| Entries provided |
PR #1150, opened 2026-05-04
Fix #1148 handle corrupt state db

### LINKED ISSUE #1148: [regression] Corrupted state.db: pm misdiagnoses as 'pending migrations', migrate/status raise raw tracebacks
## Repro
Isolated HOME, install pm, init, register a project, then truncate state.db to garbage:
```bash
TEST_HOME=/tmp/polly-corrupt-test-$(date +%s)
mkdir -p "$TEST_HOME"
export HOME="$TEST_HOME"
unset TMUX TMUX_PANE
uv tool install --reinstall /Users/sam/dev/pollypm >/dev/null 2>&1
"$HOME/.local/bin/pm" init >/dev/null
SCRATCH=/tmp/polly-corrupt-project-$(date +%s)
mkdir -p "$SCRATCH"; cd "$SCRATCH"; git init -q; touch a; git add a; git commit -q -m init
"$HOME/.local/bin/pm" add-project "$SCRATCH"

# Corrupt the centralized store
echo "garbage" > "$HOME/.pollypm/state.db"

# Now invoke common commands a user would run
"$HOME/.local/bin/pm"                # bare
"$HOME/.local/bin/pm" status         # crashes
"$HOME/.local/bin/pm" migrate --check
"$HOME/.local/bin/pm" migrate --apply
"$HOME/.local/bin/pm" doctor         # this one IS correct
```

## Expected
A user with a corrupted `state.db` should get a clear, friendly error pointing at the corruption and a real recovery path (e.g. `pm doctor`, `pm repair`, restore-from-backup, etc.). Per scenario 52: "the cockpit either (a) shows a clear error pointing at the bad project, or (b) auto-recovers via pm doctor / similar. It does NOT silently render stale data or crash."

## Actual
Four distinct failure modes for the same underlying corruption:

1. **`pm` (bare) misdiagnoses corruption as 23 pending schema migrations** and points the user at `pm migrate --apply` as the "recommended" recovery path:
```
✗ Cannot start — 23 pending schema migrations on state.db.

Your PollyPM was upgraded since last boot and the database needs an update
before any session can connect. ...

Next: Apply the pending migrations with pm migrate --apply
...
DB: /private/tmp/polly-corrupt-test-1777932250/.pollypm/state.db
23 pending migrations:
  [state] v1: Rebuild alerts unique index
  ...
```
The DB isn't behind on migrations; it's a non-database file. The user is now being steered toward a wrong recovery action.

2. **`pm migrate --check` crashes** with a full Rich-rendered SQLAlchemy/Python traceback (50+ lines) ending in:
```
File "pollypm/cli_features/migrate.py", line 105, in migrate
    _run_check(db_path)
...
DatabaseError: (sqlite3.DatabaseError) file is not a database
```

3. **`pm migrate --apply` crashes** with a full traceback through `pollypm/store/migrations.py` -> `pollypm/storage/state.py` (50+ lines), same root cause. So the recovery path the bare-pm message recommended dumps a stack trace at the user.

4. **`pm status` crashes** with a full Rich traceback through `sqlalchemy/engine/base.py` -> `pollypm/store/engine.py:160 _set_pragmas`, ending:
```
DatabaseError: (sqlite3.DatabaseError) file is not a database
```

5. `pm doctor` IS correct — flags `storage-backend: storage backend 'sqlite' failed to initialise ((sqlite3.DatabaseError) file is not a database)`. So the diagnostic exists, it's just not used to gate the bare-pm and migrate paths.

## Scenario context
Scenario 52 — Corrupted State DB
Round: 1
tmux pane size: N/A (CLI only — see "Why no cockpit test" below)

## Why no cockpit test
Scenario fixture assumed a per-project `\$SCRATCH/.pollypm/state.db` exists; PollyPM actually centralizes state at `\$HOME/.pollypm/state.db`. After corrupting the centralized store, I did NOT run `pm up` because of #1143 (pm up leaks `HOME=/Users/sam`), which would have either polluted the canonical cockpit or simply opened the canonical (healthy) state.db, defeating the test. Filing the CLI-surface regressions instead since they reproduce the same data-integrity error-handling failure the scenario was designed to catch.

## Severity
regression — release-blocker per the scenario file ("data corruption is a real failure mode"). The misdiagnosis (item 1) is the worst: a user is actively misled to run `pm migrate --apply`, which then crashes with a traceback. There is no path through the CLI that says "your state.db is corrupt; here's how to recover" except `pm doctor`, which a user is unlikely to discover.

## Filed by
Tester sub-agent for round 1, scenario 52.

samhotchkiss:
Closes #1148

Detect existing state.db files that SQLite cannot read and render a structured corruption/recovery message instead of treating them as pending migrations or letting status/migrate crash.

Self-audit: touched the store migration facade for corruption classification and the CLI/migrate/status entrypoints that already route through the migration gate; no new cross-layer imports beyond the existing CLI-to-migration-gate path.

### DIFF
--- a/src/pollypm/cli_features/migrate.py
+++ b/src/pollypm/cli_features/migrate.py
@@ -110,7 +110,10 @@ def register_migrate_commands(app: typer.Typer) -> None:
 def _run_check(db_path: Path) -> None:
     from pollypm.store import migrations as _migrations
 
-    status = _migrations.inspect(db_path)
+    try:
+        status = _migrations.inspect(db_path)
+    except _migrations.UnusableDatabaseError as exc:
+        _migrations.exit_unusable_database(exc)
     if status.up_to_date:
         typer.echo(f"All migrations up to date ({db_path}).")
         raise typer.Exit(code=0)
@@ -227,7 +230,10 @@ def _run_apply(db_path: Path, *, force: bool = False) -> None:
         if live:
             _refuse_live_processes(live)
 
-    outcome = _migrations.apply(db_path)
+    try:
+        outcome = _migrations.apply(db_path)
+    except _migrations.UnusableDatabaseError as exc:
+        _migrations.exit_unusable_database(exc)
     if outcome.already_up_to_date:
         typer.echo("All migrations up to date.")
     else:
--- a/src/pollypm/cli_features/session_runtime.py
+++ b/src/pollypm/cli_features/session_runtime.py
@@ -247,6 +247,7 @@ def register_session_runtime_commands(app: typer.Typer, *, helpers) -> None:
     ) -> None:
         if not helpers._config_option_was_explicit():
             config_path = helpers._discover_config_path(config_path)
+        helpers._enforce_migration_gate(config_path)
         from pollypm.service_api import PollyPMService
 
         payload = PollyPMService(config_path).session_status(session_name)
--- a/src/pollypm/store/migrations.py
+++ b/src/pollypm/store/migrations.py
@@ -45,6 +45,15 @@ NAMESPACE_STATE = "state"
 NAMESPACE_WORK = "work"
 
 
+class UnusableDatabaseError(RuntimeError):
+    """Raised when ``state.db`` exists but cannot be read as SQLite."""
+
+    def __init__(self, db_path: Path, detail: str) -> None:
+        self.db_path = db_path
+        self.detail = detail
+        super().__init__(f"{db_path}: {detail}")
+
+
 @dataclass(frozen=True)
 class PendingMigration:
     """One migration that has not yet been applied to a target DB."""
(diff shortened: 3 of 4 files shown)


samhotchkiss:
Reviewer LGTM (auto-approval blocked because PR author == authenticated user).

Activated + CLI-driven verify in isolated HOME. All four originally-broken paths from #1148 now produce a structured corruption error with `pm doctor` recovery hint, exit code 2, no traceback:
- bare `pm` — no longer misdiagnoses 23 pending migrations
- `pm status` — gated through `_enforce_migration_gate`
- `pm migrate --check` — caught at `_run_check`; no SQLAlchemy traceback
- `pm migrate --apply` — caught at `_run_apply`; no longer self-recommends and crashes

Implementation: `UnusableDatabaseError` raised from a `PRAGMA quick_check` probe in `_ensure_readable_sqlite` at the front of `inspect()`, so `apply()` and the refuse-start gate both gain corruption classification for free. Detector matches the three relevant SQLite errors. `format_unusable_database_message` uses StructuredUserMessage with `pm doctor` / list-backups / `pm restore` actions.

Tests: 21/21 in tests/test_migration_gate.py pass (4 new regression tests pin the behavior). No anti-patterns; no scope creep.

| Problem to work on |
Retype exactly the lines of the data above that fall between the line with "and migrate paths." and the line with "## Severity", inclusive, and add nothing.

| Output of the exercise |
5. `pm doctor` IS correct — flags `storage-backend: storage backend 'sqlite' failed to initialise ((sqlite3.DatabaseError) file is not a database)`. So the diagnostic exists, it's just not used to gate the bare-pm and migrate paths.

## Scenario context
Scenario 52 — Corrupted State DB
Round: 1
tmux pane size: N/A (CLI only — see "Why no cockpit test" below)

## Why no cockpit test
Scenario fixture assumed a per-project `\$SCRATCH/.pollypm/state.db` exists; PollyPM actually centralizes state at `\$HOME/.pollypm/state.db`. After corrupting the centralized store, I did NOT run `pm up` because of #1143 (pm up leaks `HOME=/Users/sam`), which would have either polluted the canonical cockpit or simply opened the canonical (healthy) state.db, defeating the test. Filing the CLI-surface regressions instead since they reproduce the same data-integrity error-handling failure the scenario was designed to catch.

## Severity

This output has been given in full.